Eventually, many of us may help a loved one who needs caregiving services, enters assisted living, or find ourselves in the same position.
Unfortunately, a common occurrence amongst LGBT individuals under the care of home care aides is that they may not be as open to our sexuality or our family relationships as expected. There have been various occasions during which LGBT patients have been assigned religiously or morally conservative health aides that have made them feel uncomfortable by voicing their intolerance or even verbal or physical abuse. This typically leads to potential disputes and reduced cooperation between the patient and the aide.
How does one deal this?
A home healthcare aide may not know how to deal with LGBT individuals as few training programs exist on how to attentively treat them. Logically, the most practical step would be interpersonal communication. Through open and thoughtful discussion with your home health aide, one might find that some issues can be resolved; personal accommodations can be made, and the relationship can be enhanced. Discussing your preferences with your health aide and explaining your qualms and worries in their treatment will usually lead to a resolution, but there needs to be mutual willingness to resolve any potential problems. Involving family members, friends, or caregivers in the conversation is helpful and can make sure that no misunderstandings occur.
LGBT seniors face higher rates of mental distress, disability, and physical problems due somewhat to lack of access to culturally sensitive healthcare services. This goes all across the board as well, as even the segment of LGBT individuals who have a higher socioeconomic stability face these problems nonetheless; a study from 2012 from the University of Washington found that more than two-thirds of LGBT older adults have experienced victimization and discrimination more than three times in their lives, including discrimination in health, aging, and disability services.

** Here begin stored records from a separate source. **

PR #1460, opened 2020-01-06
[FIX] Make @HD line in SAM format optional.

### LINKED ISSUE #1457: Exception on opening example bam file
This file:
https://figshare.com/articles/Example_BAM_file/1460736

triggers:
```
terminate called after throwing an instance of 'seqan3::format_error'
  what():  Illegal SAM header tag in @HG starting with:L
```

According to samtools view, the entire header is:
```
@SQ     SN:1    LN:30427671
@SQ     SN:2    LN:19698289
@SQ     SN:3    LN:23459830
@SQ     SN:4    LN:18585056
@SQ     SN:5    LN:26975502
@SQ     SN:M    LN:366924
@SQ     SN:C    LN:154478
```

And according to the SAM spec this is very valid, it gives the following example itself: `@SQ SN:ref LN:45`...

smehringer:
Resolves #1457

To the diff: I reallt just transolcated the parsing of the header inside the while loop.. but translocations and git don't go together nicely :woman_shrugging:

### DIFF
--- a/include/seqan3/io/alignment_file/format_sam_base.hpp
+++ b/include/seqan3/io/alignment_file/format_sam_base.hpp
@@ -453,45 +453,43 @@ inline void format_sam_base::read_header(stream_view_type && stream_view,
         read_field(stream_view | views::take_until_or_throw(is_char<'\t'> || is_char<'\n'>), value);
     };
 
-    // @HQ line
-    // -------------------------------------------------------------------------------------------------------------
-    parse_tag_value(hdr.format_version); // parse required VN (version) tag
-
-    // The SO, SS and GO tag are optional and can appear in any order
-    while (is_char<'\t'>(*std::ranges::begin(stream_view)))
-    {
-        std::ranges::next(std::ranges::begin(stream_view));              // skip tab
-        std::string * who = std::addressof(hdr.grouping);
-
-        if (is_char<'S'>(*std::ranges::begin(stream_view)))
-        {
-            std::ranges::next(std::ranges::begin(stream_view));          // skip S
-
-            if (is_char<'O'>(*std::ranges::begin(stream_view)))          // SO (sorting) tag
-                who = std::addressof(hdr.sorting);
-            else if (is_char<'S'>(*std::ranges::begin(stream_view)))     // SS (sub-order) tag
-                who = std::addressof(hdr.subsorting);
-            else
-                throw format_error{std::string{"Illegal SAM header tag: S"} +
-                                   std::string{static_cast<char>(*std::ranges::begin(stream_view))}};
-        }
-        else if (!is_char<'G'>(*std::ranges::begin(stream_view)))        // GO (grouping) tag
-        {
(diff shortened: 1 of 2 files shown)


joergi-w:
> To the diff: I reallt just transolcated the parsing of the header inside the while loop.. but translocations and git don't go together nicely 🤷‍♀

I want to point out a trick for that: The git diff is so bad, because you had to indent the loop and all lines actually differ. Via the  ⚙️ button you can hide whitespace changes in the split view and then it is very easy to spot the actual code changes!

smehringer:
> I want to point out a trick for that: The git diff is so bad, because you had to indent the loop and all lines actually differ. Via the :gear: button you can hide whitespace changes in the split view and then it is very easy to spot the actual code changes!

Great thanks!

include/seqan3/io/alignment_file/format_sam_base.hpp
```diff
@@ -453,45 +453,43 @@ inline void format_sam_base::read_header(stream_view_type && stream_view,
...
-                who = std::addressof(hdr.sorting);
-            else if (is_char<'S'>(*std::ranges::begin(stream_view)))     // SS (sub-order) tag
-                who = std::addressof(hdr.subsorting);
-            else
-                throw format_error{std::string{"Illegal SAM header tag: S"} +
-                                   std::string{static_cast<char>(*std::ranges::begin(stream_view))}};
-        }
-        else if (!is_char<'G'>(*std::ranges::begin(stream_view)))        // GO (grouping) tag
+        if (is_char<'H'>(*std::ranges::begin(stream_view))) // HD (header) tag
         {
```
rrahn: where do you consume the D of the HD header tag?

include/seqan3/io/alignment_file/format_sam_base.hpp
```diff
@@ -453,45 +453,43 @@ inline void format_sam_base::read_header(stream_view_type && stream_view,
         read_field(stream_view | views::take_until_or_throw(is_char<'\t'> || is_char<'\n'>), value);
     };
 
-    // @HQ line
```
rrahn: why removing this? Of course after fixing it to HD.

include/seqan3/io/alignment_file/format_sam_base.hpp
smehringer: It is done in the lambda `parse_tag_value` that always skips everythin until `:` which in case of the first tag in a header line is `@H[D    VN]:` and for every following tag just the tag name.

include/seqan3/io/alignment_file/format_sam_base.hpp
smehringer: 1) Because I do not now if the header comes first 2) It is now documented in line 460

smehringer:
> One general item. Have you checked, that all top-level header tags are optional? As far as I can see only some of the inner fields are required, but only if the respective header information is present.

Yes, I checked again and all of the header lines are optional and no order is presumed between individual header lines (at least I did not find anything in the specs). Wiithin a header line there are required fields an a required order.

PR #1461, opened 2020-01-06
[FIX] use insert_gap correctly

marehr:
use `insert_gap` in alignment_trace_algorithms correctly since it didn't work for `gap_decorators`

This may be an example for a `[[nodiscard]]` attribute :)

### DIFF
--- a/include/seqan3/alignment/aligned_sequence/aligned_sequence_concept.hpp
+++ b/include/seqan3/alignment/aligned_sequence/aligned_sequence_concept.hpp
@@ -423,8 +423,8 @@ std::ranges::iterator_t<range_type> insert_gap(range_type & rng,
  * \tparam range_type   Type of the range to modify; must have an erase_gap(it) member function.
  * \param[in,out] rng   The range to modify.
  * \param[in] pos_it    The iterator pointing to the position where to erase one gap.
- * \returns       An iterator following the removed element. If the iterator `pos_it` refers to the last element, the
- *                std::ranges::end() iterator is returned.
+ * \returns An iterator following the removed element. If the iterator `pos_it` refers to the last element, the
+ *          std::ranges::end() iterator is returned.
  *
  * \details
  *
--- a/include/seqan3/alignment/aligned_sequence/aligned_sequence_concept.hpp
+++ b/include/seqan3/alignment/aligned_sequence/aligned_sequence_concept.hpp
@@ -233,11 +233,14 @@ SEQAN3_CONCEPT aligned_sequence =
  *                                The value type must be a seqan3::gapped alphabet.
  * \param[in,out] aligned_seq     The aligned container to modify.
  * \param[in]     pos_it          The iterator pointing to the position where to insert a gap.
+ * \returns       std::ranges::iterator_t<aligned_seq_t> An iterator pointing to the inserted gap.
  *
  * \details
  *
  * This function delegates to the member function `insert(iterator, value)` of
  * the container.
+ *
+ * \note This may cause reallocations and thus invalidate all iterators and references. Use the returned iterator.
  */
 template <sequence_container aligned_seq_t>
 //!\cond
@@ -256,11 +259,15 @@ inline typename aligned_seq_t::iterator insert_gap(aligned_seq_t & aligned_seq,
  * \param[in,out] aligned_seq     The aligned container to modify.
  * \param[in]     pos_it          The iterator pointing to the position where to insert gaps.
  * \param[in]     size            The number of gap symbols to insert (will result in a gap of length `size`).
+ * \returns       std::ranges::iterator_t<aligned_seq_t> An iterator pointing to the first inserted gap or `pos_it` if
+ *                `size == 0`.
  *
  * \details
  *
  * This function delegates to the member function `insert(iterator, `size`, `value`)`
  * of the container.
+ *
+ * \note This may cause reallocations and thus invalidate all iterators and references. Use the returned iterator.
  */
 template <sequence_container aligned_seq_t>
 //!\cond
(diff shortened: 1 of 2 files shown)


smehringer:
> This may be an example for a `[[nodiscard]]` attribute :)

But you may want to insert a gap and that's it. That way you don't need the return value to continue iterating over the decorator. So I think this is not necessarily `[[nodiscard]]`.

include/seqan3/alignment/matrix/alignment_trace_algorithms.hpp
```diff
@@ -136,12 +136,12 @@ inline alignment_t alignment_trace(database_t && database,
         {
             coordinate.col = std::max<size_t>(coordinate.col, 1) - 1;
             --end_aligned_db;
-            insert_gap(std::get<1>(aligned_seq), end_aligned_qy);
+            end_aligned_qy = insert_gap(std::get<1>(aligned_seq), end_aligned_qy);
```
joergi-w: The return value of `insert_gap` is unfortunately not documented... can it possibly return a different value than the given `end_aligned_qy` parameter? 
If no, then this assignment is a no-op which is rather confusing than beneficial. 
If yes, why do we need to touch both db and qy variables while going left in the traceback? Also, then you might need to check if the returned value is still in the valid range.

joergi-w: After @smehringer explained to me the meaning of the return value, I'm sure your change is good! Please add the `\returns` documentation for `insert_gap` instead.

marehr:
@joergi-w I added documentation to the interfaces.

include/seqan3/alignment/aligned_sequence/aligned_sequence_concept.hpp
```diff
@@ -113,56 +113,71 @@ namespace seqan3
...
-/*!\fn      inline aligned_seq_t::iterator erase_gap(aligned_seq_t & aligned_seq, typename aligned_seq_t::const_iterator
- *          pos_it)
+/*!\fn      inline std::ranges::iterator_t<aligned_seq_t> erase_gap(aligned_seq_t & aligned_seq,
+ *          typename aligned_seq_t::const_iterator pos_it)
  * \brief   Erase a seqan3::gap from an aligned sequence.
  *
  * \tparam        aligned_seq_t   Type of the range to modify; must model seqan3::aligned_sequence.
  * \param[in,out] aligned_seq     The aligned sequence to modify.
  * \param[in]     pos_it          The iterator pointing to the position where to erase a gap.
+ * \returns       An Iterator following the removed element. If the iterator `pos_it` refers to the last element, the
```
smehringer:
```suggestion
 * \returns       An iterator following the removed element. If the iterator `pos_it` refers to the last element, the
```

include/seqan3/alignment/aligned_sequence/aligned_sequence_concept.hpp
```diff
@@ -113,56 +113,71 @@ namespace seqan3
...
+ *                std::ranges::end() iterator is returned.
  *
  * \throws seqan3::gap_erase_failure if there is no seqan3::gap at \p pos_it.
  *
  * \details
+ * \note      This may cause reallocations and thus invalidate all iterators and references. Use the returned iterator.
```
smehringer:
```suggestion
 * \note      This may cause reallocations and thus invalidates all iterators and references. Use the returned iterator.
```

grep for this everywhere else too!

include/seqan3/alignment/aligned_sequence/aligned_sequence_concept.hpp
```diff
@@ -379,32 +411,36 @@ template <typename range_type>
...
 }
 
 /*!\brief An implementation of seqan3::aligned_sequence::erase_gap for ranges with the corresponding
  *        member function erase_gap(it).
  * \ingroup aligned_sequence
  * \tparam range_type   Type of the range to modify; must have an erase_gap(it) member function.
  * \param[in,out] rng   The range to modify.
- * \param[in] it        The iterator pointing to the position where to erase one gap.
+ * \param[in] pos_it    The iterator pointing to the position where to erase one gap.
+ * \returns       An Iterator following the removed element. If the iterator `pos_it` refers to the last element, the
```
smehringer: :nail_care:  The spacing is weird. It is neither aligned to the others nor removed?

marehr: What would you propose?

smehringer: I would actually remove the indentation. I was in favor of aligning everything for quite some time but it always leads to more line changes when refactoring because the indentation needs to be adapted too.

marehr: I just changed this one instance. If you think more indentations are weird can you annotate them?

include/seqan3/alignment/aligned_sequence/aligned_sequence_concept.hpp
```diff
@@ -414,12 +450,16 @@ std::ranges::iterator_t<range_type> erase_gap(range_type & rng,
  * \param[in,out] rng   The range to modify.
  * \param[in] first     The iterator pointing to the position where to start erasing gaps.
  * \param[in] last      The iterator pointing to the position where to stop erasing gaps.
+ * \returns       An iterator following the last removed element. If the iterator `last` refers to the last element, the
```
smehringer: Another weird indentation :D

marehr:
the third time is the charm :laughing:

smehringer:
ping me if I the CI is done

marehr:
@smehringer ping

Issue #439, opened 2018-07-16
History | Add Government User History to Administration Page |5|


amichard:
https://trello.com/c/hTRvY5FE/657-history-add-government-user-history-to-administration-page-5

**Story:** 
As a Government User, I want to be able to see the individual user history of everyone in my organization so that I can know who has completed which tasks and when. 

**Scenario:**
GIVEN that I am a Government User
AND I am on the Administration tab
WHEN I click on the User History sub-tab
THEN I can see the History table that shows all of the individual user history of everyone in my organization 
AND the History table is sorted by most recent entry by default

**Note:**
If the table is going to be huge, we should discuss what items to include in the table before implementing. 

**Demo:** 
Show the History table on the User History sub-tab of the Administration page
Show that completing an action in TFRS creates a History entry in the table on the User History sub-tab of the Administration page

amichard:
![](https://github.trello.services/images/mini-trello-icon.png) [History | Add Government User History to Administration Page |5|](https://trello.com/c/hTRvY5FE/657-history-add-government-user-history-to-administration-page-5)

PR #440, opened 2018-07-16
Government user history

amichard:
#439 

Added user activity in the Admin tab.

Changelog:
- Added User Activity
- Updated some fixtures
- Added additional tabs for Admin
- User Activity for government covers all users for the government as opposed to just one person


plasticviking:
Seeing a test failure. I think that some of the checks in test_credit_trade_history.py are selecting too generally (it's  picking up a trade history with status id 4 and failing, since it's asserting that a user with id 4 does not exist in the response).

amichard:
Updated the test. It shouldn't have hardcoded values. It does use the variables set in the base_test_class

amichard:
[History | Add Government User History to Administration Page |5|](https://trello.com/c/hTRvY5FE/657-history-add-government-user-history-to-administration-page-5)

Issue #442, opened 2018-07-17
Navigation | Add active class to navigation items |1|


amichard:
https://trello.com/c/qlZ0eWf6/495-navigation-add-active-class-to-navigation-items-1

**Story:**
As a TFRS Dev, I want to add a class of 'active' to active menu items (or their children) so that the CSS can highlight the active menu item. 

**Context:**
To help the CSS highlight an active menu item, we need to add a class of 'active' to menu items that are active or are children of a parent item.

amichard:
![](https://github.trello.services/images/mini-trello-icon.png) [Navigation | Add active class to navigation items |1|](https://trello.com/c/qlZ0eWf6/495-navigation-add-active-class-to-navigation-items-1)

PR #443, opened 2018-07-17
Added active class on the current navigation link

amichard:
#442 

Navigation should now mark where you are now. Ran into some issues with react not updating the component unless you do a full browser refresh. So had to add a pure: false on the NavBar component. Ideally, we change this later on

Changelog:
- Changed Link to NavLink in NavBar
- NavLink should have "active" class if it matches the route


amichard:
[Navigation | Add active class to navigation items |1|](https://trello.com/c/qlZ0eWf6/495-navigation-add-active-class-to-navigation-items-1)

amichard:
[Navigation | Add active class to navigation items |1|](https://trello.com/c/qlZ0eWf6/495-navigation-add-active-class-to-navigation-items-1)

PR #449, opened 2018-07-18
Deprecate notes field

plasticviking:
Changelog:
 - Mark notes field read-only in Credit Trade serializers
 - Remove all frontend UI components referencing notes field
 - `note` can be safely deleted in a future migration once the import script has been run in all environments.


amichard:
Has Justin confirmed that we no longer need the notes field in the Historical Data Entry screen? I understand the need to deprecate it. But we should probably provide a new comment system in the historical data entry.

If Justin is okay with no comments/notes in Historical Data Entry for now, then I'm okay with this pull request.

plasticviking:
Delaying merge request until complimentary merge to include comments on historical data entry for continuity.

Issue #452, opened 2018-07-19
Security | Mask 'Recommended' and 'Not Recommended' as 'Reviewed' for FS users |1|


dainetrinidad:
https://trello.com/c/ZATkJFi0/729-security-mask-recommended-and-not-recommended-as-reviewed-for-fs-users-1

amichard:
![](https://github.trello.services/images/mini-trello-icon.png) [Security | Mask Recommended and Not Recommended as Reviewed for FS users |1|](https://trello.com/c/ZATkJFi0/729-security-mask-recommended-and-not-recommended-as-reviewed-for-fs-users-1)

PR #457, opened 2018-07-20
Recommended/Not Recommended should show up as Reviewed for non-government users

amichard:
#452

Recommended and Not Recommended should no longer show up in the api request and just show up as 'Reviewed'

Changelog:
- Status is now overridden in the serializer and forced to show "Reviewed" with a "Recommended" ID (regardless whether it was really recommended or not)


amichard:
[Security | Mask Recommended and Not Recommended as Reviewed for FS users |1|](https://trello.com/c/ZATkJFi0/729-security-mask-recommended-and-not-recommended-as-reviewed-for-fs-users-1)

PR #464, opened 2018-07-24
Auditing for Critical Tables

plasticviking:
Changelog:
 - Created a new migration operation AuditTable which accepts a table name and enables auditing on that table.
 - All actions logged in detail to `tfrs_audit.logged_actions`
 - Migrations are reversible.
 - Migrations are NO-OP for SQLITE/MySQL
 - Setup triggers and an audit table that log all actions modifying data for the tables specified.
 - Request HSTORE extension to Postgres, which is included with Postgres but requires superuser permission to enable. Recommend creating it manually on dev, test, and prod. eg:
 `CREATE EXTENSION HSTORE;`. This only needs to be done once.
- For developmental testing with Postgresql, since Django creates and drops the database, I recommend assigning superuser to the role used by your dev environment.

### DIFF
--- a/backend/api/migrations/0021_audit_triggers.py
+++ b/backend/api/migrations/0021_audit_triggers.py
@@ -1,0 +1,35 @@
+from django.db import migrations
+
+FILENAME = 'api/migrations/create_audit_trigger.sql'
+
+
+def create_trigger(apps, schema_editor):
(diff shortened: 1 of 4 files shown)


plasticviking:
Trello Card 731

Issue #451, opened 2018-07-18
Historical Data Entry | Replace Notes field with Comments


dainetrinidad:
https://trello.com/c/4prYEj1l/725-historical-data-entry-replace-notes-field-with-comments

amichard:
![](https://github.trello.services/images/mini-trello-icon.png) [Historical Data Entry | Replace Notes field with Comments |3|](https://trello.com/c/4prYEj1l/725-historical-data-entry-replace-notes-field-with-comments-3)

PR #465, opened 2018-07-24
Replaced notes in Historical Data Admin with comments

amichard:
#451 

Replaced notes with comments in Historical Data Entry

Changelog:
- Replaced notes with a single entry comment field (cannot add more than 1 comment)
- Clean up actionTypes and reducerTypes constants
- Updated tests
- Removed some unused files


amichard:
[Historical Data Entry | Replace Notes field with Comments |3|](https://trello.com/c/4prYEj1l/725-historical-data-entry-replace-notes-field-with-comments-3)

PR #468, opened 2018-07-26
Externalize Operational Data

plasticviking:
Changelog:

- `fixtures` directory separated into operational and test categories
- `test` data is used by test cases exclusively
- `operational' data is used in dev, test, and production environments
- confidential data should not be committed to git, but can be stored in `api/fixtures/confidential` for local use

Most home health aide data is quite unsettling; for instance, 63% of LGBT participants have experienced verbal harassment in a healthcare environment and 43% of these elders have been threatened with violence before. Perhaps the most disturbing healthcare fact is that the same Washington study found that 13% of LGBT participants have been outrightly denied variety sort of healthcare or have received intentionally inferior healthcare.
Now, while friendly and mutual discussion would be the optimal situation, what do we do when situations like those presented above occur? When we are subjugated to something worse than excessive unfriendliness or outright discrimination? What does one do then? We are a growing population, may not the majority, but growing rapidly. Unfortunately, this tension of uncomfortableness in healthcare situations has spread far and wide in the LGBT community; as one multi-city super-survey done by the AARP found that a striking 57% of LGBT participants are concerned about their healthcare providers not being sensitive to any LGBT patient needs...
As of now, approximately 2.4 million senior citizens in the United States identify as lesbian, gay, bisexual, or transgender. The current projection is that as the baby boomer generation ages, this population will increase from a current representation of 12.8 percent to an estimated 19 percent by 2030. The evidence demonstrates that it is an eminent matter that home health aides and healthcare professionals become adequately educated in dealing with LGBT elders.
The future holds much in store, as this same AARP study found that 90% of LGBT participants were generally interested in LGBT-welcoming older adult housing development, and organizations are responding to this desire with LGBT-focused senior housing projects across the country.